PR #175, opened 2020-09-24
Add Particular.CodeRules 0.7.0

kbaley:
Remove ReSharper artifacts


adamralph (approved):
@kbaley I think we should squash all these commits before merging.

- - - - -

## [WORK INSTRUCTIONS]
Copy nothing except the lines from the one with "Remove ReSharper artifacts" through the end of the records; keep each exactly as it appears, first and last included.

## [EXERCISE ANSWER]
Remove ReSharper artifacts


adamralph (approved):
@kbaley I think we should squash all these commits before merging.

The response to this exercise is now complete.